This new approach is based on a new CO2 fixing enzyme that is almost 20 times faster than the most prevalent responsible for CO2 capture plants using sunlight as an energy enzyme nature.
“We have seen how efforts to directly gather synthetic for CO2 fixation in a living organism routes have not been successful so far, says the study director, Tobias Erb, of the Max Planck Institute for Microbiology Terrestre–. So we took a radically different approach, reductionist, joining the main synthetic components in ascending order in a test tube. “
Despite the great diversity of organisms expressing the planet enzymes to convert carbon dioxide into organic compounds like sugars such as plants do fotosíntesis– through efforts to exploit these capabilities to transform CO2 into high value as biofuels and chemicals have had limited success. Although the increasing concentration of CO2 in the atmosphere poses a challenge, the researchers also see it as an opportunity.

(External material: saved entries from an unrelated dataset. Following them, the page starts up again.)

PR #950, opened 2020-06-28
Update Generic Host projects for .NET Standard 2.1 / .NET Core 3.0

fredrikhr:
There were some breaking changes that need to be addressed for the Generic Host infrastructure for .NET Core 3.0.

However, the previous Generic Host implementation will still continue to work for .NET Standard 2.0 projects. Therefore, the System.CommandLine.Hosting package will now be multi-targeting .NET Standard 2.0 and 2.1. .NET Core Apps targeting 3.0 or later will automatically resolve to use the .NET Standard 2.1 variant of the package.

## Details

* `Microsoft.Extensions.Hosting.IHostingEnvironment` has been replaced by  
   `Microsoft.Extensions.Hosting.IHostEnvironment`
* `Microsoft.Extensions.Hosting.IApplicationLifetime` has been replaced by  
   `Microsoft.Extensions.Hosting.IHostApplicationLifetime`

The replacing types listed above are fully compatible with the old types. Since the Generic Host heavily relies on DI the difference in types in the Constructor signature will most likely not affect any consumers of our API, since nobody really was expected to new the `InvocationLifetime` class manually anyways.

### DIFF
--- a/samples/HostingPlayground/HostingPlayground.csproj
+++ b/samples/HostingPlayground/HostingPlayground.csproj
@@ -7,17 +7,9 @@
     <LangVersion>8</LangVersion>
   </PropertyGroup>
 
-  
   <ItemGroup>
     <ProjectReference Include="..\..\src\System.CommandLine.Hosting\System.CommandLine.Hosting.csproj" />
     <ProjectReference Include="..\..\src\System.CommandLine\System.CommandLine.csproj" />
-  </ItemGroup>
-
-  
-  <ItemGroup>
-    <PackageReference Include="Microsoft.Extensions.DependencyInjection" Version="3.1.4" />
-    <PackageReference Include="microsoft.extensions.hosting" Version="3.1.4" />
-    <PackageReference Include="Microsoft.Extensions.Logging" Version="3.1.4" />
   </ItemGroup>
 
 </Project>
--- a/src/System.CommandLine.Hosting.Tests/System.CommandLine.Hosting.Tests.csproj
+++ b/src/System.CommandLine.Hosting.Tests/System.CommandLine.Hosting.Tests.csproj
@@ -15,6 +15,9 @@
 
   <ItemGroup>
     <PackageReference Include="FluentAssertions" Version="5.10.3" />
+  </ItemGroup>
+
+  <ItemGroup Condition="'$(TargetFramework)'!='netcoreapp3.1'">
     <PackageReference Include="Microsoft.Extensions.Configuration.CommandLine" Version="2.2.0" />
   </ItemGroup>
 
--- a/src/System.CommandLine.Hosting/HostingExtensions.cs
+++ b/src/System.CommandLine.Hosting/HostingExtensions.cs
@@ -39,16 +39,15 @@ namespace System.CommandLine.Hosting
                 hostBuilder.UseInvocationLifetime(invocation);
                 configureHost?.Invoke(hostBuilder);
 
-                using (var host = hostBuilder.Build())
-                {
-                    invocation.BindingContext.AddService(typeof(IHost), _ => host);
+                using var host = hostBuilder.Build();
 
-                    await host.StartAsync();
+                invocation.BindingContext.AddService(typeof(IHost), _ => host);
 
-                    await next(invocation);
+                await host.StartAsync();
 
-                    await host.StopAsync();
-                }
+                await next(invocation);
+
+                await host.StopAsync();
             });
 
         public static CommandLineBuilder UseHost(this CommandLineBuilder builder,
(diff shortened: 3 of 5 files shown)


samples/HostingPlayground/HostingPlayground.csproj
```diff
@@ -7,17 +7,9 @@
...
   </ItemGroup>
 
-  
-  <ItemGroup>
-    <PackageReference Include="Microsoft.Extensions.DependencyInjection" Version="3.1.4" />
-    <PackageReference Include="microsoft.extensions.hosting" Version="3.1.4" />
-    <PackageReference Include="Microsoft.Extensions.Logging" Version="3.1.4" />
-  </ItemGroup>
-
 </Project>
```
fredrikhr, line 15: In .NET Standard 2.1, the `Microsoft.Extensions.Hosting` package includes all of the necessary Generic Host infratrstructure (much like the ASP.NET Core `App` and `All` metapackages did in ASP.NET Core land). It is therefore no longer necessary to refer to single Generic Host packages individually. Doing so might actually cause version conflicts.

src/System.CommandLine.Hosting.Tests/System.CommandLine.Hosting.Tests.csproj
```diff
@@ -15,6 +15,9 @@
 
   <ItemGroup>
     <PackageReference Include="FluentAssertions" Version="5.10.3" />
+  </ItemGroup>
+
+  <ItemGroup Condition="'$(TargetFramework)'!='netcoreapp3.1'">
     <PackageReference Include="Microsoft.Extensions.Configuration.CommandLine" Version="2.2.0" />
```
fredrikhr, line 21: Previously in .NET Standard 2.0 (and thus also the `net462` target), individual Generic Host packages needed to be referenced individually, since `Microsoft.Extensions.Hosting` only contained the bare minimum.

`Microsoft.Extensions.Configuration.CommandLine` is actually trasitively references by `Microsoft.Extensions.Hosting` in .NET Standard 2.1 (and .NET Core 3.0 and later)

src/System.CommandLine.Hosting/HostingExtensions.cs
```diff
@@ -39,16 +39,15 @@ public static class HostingExtensions
...
 
-                    await host.StartAsync();
+                await host.StartAsync();
 
-                    await next(invocation);
+                await next(invocation);
 
-                    await host.StopAsync();
-                }
+                await host.StopAsync();
```
fredrikhr, line 50: Might as well follow Visual Studio's `Use simple using statement` (introduced in C# 8) suggestion when updating the package.

src/System.CommandLine.Hosting/InvocationLifetime.cs
```diff
@@ -7,6 +7,11 @@
 using Microsoft.Extensions.Logging.Abstractions;
 using Microsoft.Extensions.Options;
 
+#if NETSTANDARD2_0
+using IHostEnvironment = Microsoft.Extensions.Hosting.IHostingEnvironment;
+using IHostApplicationLifetime = Microsoft.Extensions.Hosting.IApplicationLifetime;
+#endif
+
```
fredrikhr, line 14: The types listed here are deprecated in `netstandard2.1`. But the new types do not exist in `netstandard2.0`. Using these conditional using-aliasing statements ensures that we use the new types from now on.

src/System.CommandLine.Hosting/InvocationLifetime.cs
```diff
@@ -18,8 +23,8 @@ public class InvocationLifetime : IHostLifetime
 
         public InvocationLifetime(
             IOptions<InvocationLifetimeOptions> options,
-            IHostingEnvironment environment,
-            IApplicationLifetime applicationLifetime,
+            IHostEnvironment environment,
+            IHostApplicationLifetime applicationLifetime,
```
fredrikhr, line 27: These arguments are expected to be passed via DI, so the change is not expected to affect consumers of the library.

src/System.CommandLine.Hosting/System.CommandLine.Hosting.csproj
```diff
@@ -11,9 +11,12 @@
     <DebugType>portable</DebugType>
   </PropertyGroup>
 
-  <ItemGroup>
+  <ItemGroup Condition="'$(TargetFramework)'=='netstandard2.0'">
     <PackageReference Include="Microsoft.Extensions.Hosting" Version="2.2.0" />
   </ItemGroup>
+  <ItemGroup Condition="'$(TargetFramework)'=='netstandard2.1'">
+    <PackageReference Include="Microsoft.Extensions.Hosting" Version="3.1.5" />
+  </ItemGroup>
```
fredrikhr, line 19: Multi-targeting package reference for .NET Standard 2.0 and 2.1.

I suggest that we will drop support for .NET Standard 2.0 at some point in the future for maintainability reasons. However, it might be prudent to temporarily support both TFMs in a transition period until .NET Core 2.1 is no longer covered by LTS support (scheduled for 2021-08-21) and .NET 5 (or maybe even .NET 6) has been firmly established.

Issue #952, opened 2020-06-28
Support explicit binding for parameters


KathleenDollard:
For type models, you can explicitly set Member/Symbol (property/Option or Argument) pairs. Constructor parameters can also be explicitly specified. 

You can't do this today for invocation parameters and we want this.

This is important for app models like StarFruit where we can improve performance (along with source generation) by avoiding the name lookup. And it gives tighter control in some scenarios where names might get odd (although some of those scenarios are pathological). 

It's straightforward to add a new dictionary and BindTo.. method.

The challenge is calling them. The current design in `ModelBindingCommandHandler.InvokeAsync` is to create a `ModelBinder` for each parameter. I want to change this so I can retrieve a pre-configured `ModelBinder` for either the group of parameters (some redefinition of what a model binder is) or per parameter. However, the current 'BindingContext' retrieval of a preconfigured `ModelBinder` is via only the type.  Obviously we might have multiple integer parameters, so this doesn't work. 

There are multiple approaches we could take. Broadly grouping a few: 

* Change how the BindingContext retrieves a model binder and allow a ModelBinder to be preconfigured with a ModelBinder for each parameter
* Alter ModelBinder to support parameters in a different way
* Create a new MethodBinder that parallels ModelBinder and shares code where logical

The design needs to accommodate combinations - properties in types containing invoked methods having their data filled prior to invocation and parameters on invoked methods being complex types that are populated. My gut is that there is a model that nests these in more complex ways. But when I have tried whiteboarding that it was more complex than inherited app models, but we probably want to stay open to that at least until F# models are understood. 

I lean heavily to the third approach, but want to discuss it to be sure I'm not overlooking possibilities at smaller tweaks.

PR #953, opened 2020-06-28
Explicit parameter binding

KathleenDollard:
WIP: This doesn't currently support complex parameter types (there is a failing test to illustrate). It does handle explicit binding directly to parameters and existing tests pass. 

Work on #952


KathleenDollard:
Replaced by #1009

The team began with several theoretical CO2 fixation pathways that could lead to continuous cycles of carbon, but did not stop there. “We do not restrict our design efforts to known enzymes, but consider all the reactions that seemed biochemically feasible,” says Erb.
Unlike DNA sequencing, where the language of life is read from the genome of an organism, DNA synthesis involves first identifying a particular genetic element –as an enzyme to fix carbon of the atmosphere – and write and express that code into a new system.
In the end, they obtained through sequencing and synthesis, 17 different enzymes from nine different agencies through the three kingdoms of life and arranged these parties to achieve a proof of principle of operation of CO2 fixation that exceeds what is you can be found in nature. Erb calls this the “cycle CETCH” (crotonyl-CoA / CoA ethylmalonyl-12 / hydroxybutyryl-CoA).
important pieces of “climate puzzle”
By deploying the concept of metabolic “Retrosynthesis” step by step dismantling even the smallest precursors, reaction team juggled the thermodynamic conditions and developed a strategy that produced more promising results competing favorably with the natural metabolic pathways. Then, they searched in public databases enzymes that support your model and several dozen selected for testing.
“First, we reconstitute its gradual sequence of CO2 fixation reaction, providing all the ingredients to catalyze the desired reactions and then, following the flow of CO2 we discover what particular key reaction was rate-limiting,” says Erb. This proved to be methylsuccinyl-CoA dehydrogenase (GCF), part of a family of enzymes involved in respiration, metabolic reaction in the cells of organisms to convert nutrients such as carbon in energy units.
“To overcome this limitation, we designed the Mcd to use oxygen as an electron acceptor, to amplify the function, but this was not enough –describe Erb–. We had to replace the design of the original route with alternative reaction sequences, using more enzyme engineering to minimize side reactions and introducing indiscriminate enzymes patch to correct the formation of metabolites end “enzymes.
In support of team efforts of MPI, the Joint Genome Institute of the US synthesized hundreds of enzyme variants Enoyl-CoA carboxylase / reductase (ECR) through its Community Science Program. This allowed the team to put zero ECR MPI with the increased activity of CO2 fixation to successfully build a way of more efficient artificial CO2 fixation in a test tube.
“The ECR are overfed enzymes that are capable of fixing CO2 at a rate of almost 20 times faster than the most widespread CO2 fixing enzyme in nature, Rubisco, which leads the strong increase involved in photosynthesis,” says Erb.
This chemical process uses the sunlight to convert carbon dioxide into sugars that cells can use for energy along with other natural processes on the planet and represents the transformation of about 350 million tons of CO2 annually.